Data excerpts
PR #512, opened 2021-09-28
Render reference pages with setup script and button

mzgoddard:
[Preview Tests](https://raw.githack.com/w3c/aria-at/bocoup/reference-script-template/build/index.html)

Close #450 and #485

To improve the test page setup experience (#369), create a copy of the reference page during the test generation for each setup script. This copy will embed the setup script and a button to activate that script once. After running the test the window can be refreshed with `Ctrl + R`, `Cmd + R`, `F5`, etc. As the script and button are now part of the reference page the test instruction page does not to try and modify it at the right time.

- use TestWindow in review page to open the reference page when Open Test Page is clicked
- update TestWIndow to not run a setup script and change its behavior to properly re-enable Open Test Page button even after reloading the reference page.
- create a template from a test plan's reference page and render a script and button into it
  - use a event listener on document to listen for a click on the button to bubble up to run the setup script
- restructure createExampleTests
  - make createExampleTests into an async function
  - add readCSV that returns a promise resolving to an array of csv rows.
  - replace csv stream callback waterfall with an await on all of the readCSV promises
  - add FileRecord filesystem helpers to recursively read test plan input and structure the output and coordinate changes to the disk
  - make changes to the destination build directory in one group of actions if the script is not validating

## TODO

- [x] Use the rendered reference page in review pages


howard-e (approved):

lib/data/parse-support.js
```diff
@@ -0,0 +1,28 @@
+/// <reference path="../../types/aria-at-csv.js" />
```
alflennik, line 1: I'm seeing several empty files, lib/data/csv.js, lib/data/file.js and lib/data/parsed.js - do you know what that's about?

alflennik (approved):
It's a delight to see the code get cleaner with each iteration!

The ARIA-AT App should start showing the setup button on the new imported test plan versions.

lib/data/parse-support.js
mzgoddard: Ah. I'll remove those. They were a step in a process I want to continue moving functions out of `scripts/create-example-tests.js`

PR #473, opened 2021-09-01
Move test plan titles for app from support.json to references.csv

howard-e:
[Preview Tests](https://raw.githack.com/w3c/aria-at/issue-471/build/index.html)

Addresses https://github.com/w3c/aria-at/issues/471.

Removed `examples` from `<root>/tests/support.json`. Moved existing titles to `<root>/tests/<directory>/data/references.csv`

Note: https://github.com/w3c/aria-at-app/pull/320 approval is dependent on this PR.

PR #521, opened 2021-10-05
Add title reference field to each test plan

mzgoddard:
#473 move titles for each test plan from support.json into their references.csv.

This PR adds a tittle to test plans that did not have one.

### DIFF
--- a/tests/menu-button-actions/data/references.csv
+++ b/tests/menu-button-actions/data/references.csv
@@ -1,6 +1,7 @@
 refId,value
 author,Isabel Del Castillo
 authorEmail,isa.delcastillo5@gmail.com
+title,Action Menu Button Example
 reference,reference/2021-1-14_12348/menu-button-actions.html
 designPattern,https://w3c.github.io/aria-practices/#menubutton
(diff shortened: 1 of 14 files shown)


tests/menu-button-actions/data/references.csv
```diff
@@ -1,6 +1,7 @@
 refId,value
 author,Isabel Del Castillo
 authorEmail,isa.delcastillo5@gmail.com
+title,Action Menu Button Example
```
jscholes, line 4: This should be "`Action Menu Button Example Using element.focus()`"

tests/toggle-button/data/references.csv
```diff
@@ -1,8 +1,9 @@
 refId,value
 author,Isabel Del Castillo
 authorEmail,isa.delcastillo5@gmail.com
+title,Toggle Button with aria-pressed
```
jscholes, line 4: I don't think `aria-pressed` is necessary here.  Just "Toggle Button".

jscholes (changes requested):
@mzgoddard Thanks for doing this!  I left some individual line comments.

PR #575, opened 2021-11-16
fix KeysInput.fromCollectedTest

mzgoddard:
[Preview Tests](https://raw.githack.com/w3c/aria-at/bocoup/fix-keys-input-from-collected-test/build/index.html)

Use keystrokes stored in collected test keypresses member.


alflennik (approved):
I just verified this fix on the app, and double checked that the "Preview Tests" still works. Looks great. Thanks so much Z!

*WORK INSTRUCTIONS*: In the records above, locate every line with the string "pages" and copy it.

*OUTPUT OF THE TASK*:
Render reference pages with setup script and button
- [x] Use the rendered reference page in review pages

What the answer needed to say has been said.